PR #5111, opened 2017-02-18
Paths to object hql queries

will-moore:
# What this PR does

Small fixes to hql queries: see https://trello.com/c/VEXIxsT1/237-review-paths-to-objects-hql-queries

# Testing this PR

1. Paths to object should still work (existing tests passing etc).
1. ```/webclient/api/paths_to_object/?image=1``` should work for images in Dataset or Well.

# Related reading

### DIFF
--- a/components/tools/OmeroWeb/omeroweb/webclient/show.py
+++ b/components/tools/OmeroWeb/omeroweb/webclient/show.py
@@ -862,7 +862,7 @@ def paths_to_well_image(conn, params, well_id=None, image_id=None,
         from WellSample wellsample
         left outer join wellsample.details.owner wsowner
         left outer join wellsample.plateAcquisition acquisition
-        left outer join wellsample.details.owner aowner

::::::::

Required action: Look over the records. Copy the lines that include the word "owner".

Reply:
         left outer join wellsample.details.owner wsowner
-        left outer join wellsample.details.owner aowner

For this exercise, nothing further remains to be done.